TRES LACANAZOS SOBRE EL AMOR

En un libro rasposo firmado por un judío francés con un apellido que suena a escupitajo (Krajzman), descubro –gracias por la referencia, Pepa– unas citas sorprendentes de Lacan acerca del amor:

“Hay personas que no habrían estado enamoradas jamás si no hubieran oído hablar de amor.”

“Cuando yo reclamo una mirada, lo esencialmente insatisfactorio y siempre fallido es que nunca me miras desde donde yo te veo. E inversamente, lo que yo miro no es jamás lo que quiero ver.”

“Yo te pido que me rehúses lo que te ofrezco porque no es eso.”

(Encontrarás muchas más porque Lacan es inagotable.)

La primera es la cita literal de una máxima de La Rochefoucauld en la que está contenida toda la doctrina lacaniana sobre el amor, según la cual, el amor es en esencia un habla (bla, bla) que suplanta (o sublima) lo tangible que está en el goce. El goce es fundamental para poder hablar de amor, pero el enamorado traspone su experiencia real por su dimensión discursiva. ¿Todos los enamorados? No, sólo las mujeres castradas y los hombres afeminados. Para unas y otros hablar de amor tiene algo de místico; pero –cuidado– el misticismo sin goce es un discurso tan hueco y fraguado como el karaoké.

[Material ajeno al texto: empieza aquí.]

PR #480, opened 2015-02-25
{} to {:?}

mdinger:
Switch `{}` to `{:?}` in the `println!` examples.

### DIFF
--- a/examples/print/print.rs
+++ b/examples/print/print.rs
@@ -1,23 +1,23 @@
 fn main() {
-    // `{}` are placeholders for arguments that will be stringified.
-    println!("{} days", 31);
+    // `{:?}` are placeholders for arguments that will be stringified.
+    println!("{:?} days", 31);
 
     // Without a suffix, 31 becomes an i32. You can change what type 31 is,
     // with a suffix, and that is covered in the next chapter.
 
     // The positional arguments can be reused along the template.
-    println!("{0}, this is {1}. {1}, this is {0}", "Alice", "Bob");
+    println!("{0:?}, this is {1:?}. {1:?}, this is {0:?}", "Alice", "Bob");
 
     // Named arguments can also be used.
-    println!("{subject} {verb} {predicate}",
+    println!("{subject:?} {verb:?} {predicate:?}",
              predicate="over the lazy dog",
              subject="the quick brown fox",
              verb="jumps");
 
-    // Special formatting can be specified in the placeholder after a `:`.
-    println!("{} of {:b} people know binary, the other half don't", 1, 2);
+    // Special formatting can be specified in the place of the `?`.
+    println!("{:?} of {:b} people know binary, the other half don't", 1, 2);
 
     // Error! You are missing an argument.
-    println!("My name is {0}, {1} {0}", "Bond");
+    println!("My name is {0:?}, {1:?} {0:?}", "Bond");
     // FIXME ^ Add the missing argument: "James"
 }


steveklabnik:
Thanks!

crumblingstatue:
Why were these changed to `{:?}`?
These can all be formatted with `{}`.
`{:?}` is for debugging.

GBGamer:
I agree with @crumblingstatue. Why were these changed? Especially since we don't see the suffixes until the next chapter, I think this'll just be confusing to new rust programmers.

mdinger:
If you just want something to print regardless, you use `{:?}`. All you possibly have to do is `derive(Debug)`. `{}` isn't reliable like that. It works for some types automatically and others require you implementing `Show` which is more complicated. From an instructing standpoint, it's simpler to use `Debug` and explain `Show` later.

Using `{}` will leave people trying to use it for other types which may or may not work. This is bad because examples need to be modifiable without breaking. `{}` can be examined as a separate construct later.
In my opinion, most examples should be switched from `{}` to `{:?}` though I haven't gone through trying to change everything in every example.

GBGamer:
Yeah, okay, I understand @mdinger's point. Never mind, I withdraw my
complaint. We should introduce `{}` soon, though, because I imagine people
getting annoyed when they automatically get `0i32` and they want `0`.

mdinger:
Yeah, that's reasonable.

crumblingstatue:
The examples should show idiomatic use of Rust.
Using fmt::Debug for user-facing output is non-idiomatic use of Rust.

Note that fmt::Display is (or should be) implemented for every standard library type that can be semantically expressed as a string.

If the user wanted to print his own type with {:?}, he wouldn't be able to, unless he derives Debug, which isn't explained here.

This example might also be an ugly first impression to the reader, seeing all the :? everywhere, strings being quoted in the output, etc.

It has already caused confusion: http://www.reddit.com/r/rust/comments/2ycl15/very_newb_printing_strings_without_quotes/

mdinger:
Idiomatic is nice but not required for good instruction. The example being clear is of primary importance (perhaps this isn't but that's beside the point). Idiomatic comes after understanding.

That thread isn't a problem for this example. It's that there isn't a follow up example for teaching `{}`. In the absence of `{}` being taught ,`{:?}` is a better default because it's simpler to setup for *all* types. Once there are both being taught then the distinction would be helpful.

crumblingstatue:
> In the absence of {} being taught ,{:?} is a better default because it's simpler to setup for all types.

The problem with `{:?}` is that its primary use is for debugging. If you want to print something to the user, use `{}`. If something is not meant to be printed, then there is no reason to print it. `{}` is harder to setup for all types because not all types are meant to be printed. If the user wants to print a custom type, he should define how it should be printed.

Normally, the reader wouldn't even be concerned with trying to print something that is not meant to be printed.

mdinger:
There is no rust IDE so debuggers are non-trivial to setup. Examining that something is working properly is basically easiest to deduce via `println!` variants. Stating this is uncommon seems unusual. Most example do either this or use `assert!` anyway.

You're arguing for more extensive examples though. The example isn't ideal and it's not going to be if it's changed or left the same. I'm setting up an issue to fix this. I'll cc you.

crumblingstatue:
> There is no rust IDE so debuggers are non-trivial to setup. Examining that something is working properly is basically easiest to deduce via println! variants. Stating this is uncommon seems unusual. Most example do either this or use assert! anyway.

I haven't stated that it is uncommon to debug by examining values with `{:?}`.
That is exactly the use for `{:?}`.
However, this example is concerned with printing things to the user, not debugging.
It produces incorrect user-facing output.

The output of this example is supposed to look like this:
```
31 days
Alice, this is Bob. Bob, this is Alice
the quick brown fox jumps over the lazy dog
1 of 2 people know binary, the other half don't
My name is Bond, James Bond
```

Instead, it looks like this:
```
31 days
"Alice", this is "Bob". "Bob", this is "Alice"
"the quick brown fox" "jumps" "over the lazy dog"
1 of 10 people know binary, the other half don't
My name is "Bond", "James" "Bond"
```

mdinger:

Lo segundo es barroco: un trompe l’oeil, un nudo difícil de desanudar, tanto como resolver la pena del amor, que siempre es una tarea ardua y dolorosa. Uno, insatisfacción; dos, dialéctica de las miradas (la propia trampa es consustancial a lo barroco, la sustitución del objeto por el ojo que mira, de la imagen por el espejo, de lo verdadero por lo falso); y la inclusión de un deseo que se frustra, un fiasco constante. El amor es fiasco.

La tercera cita es la más críptica: se fija en que el amor hay algo inefable.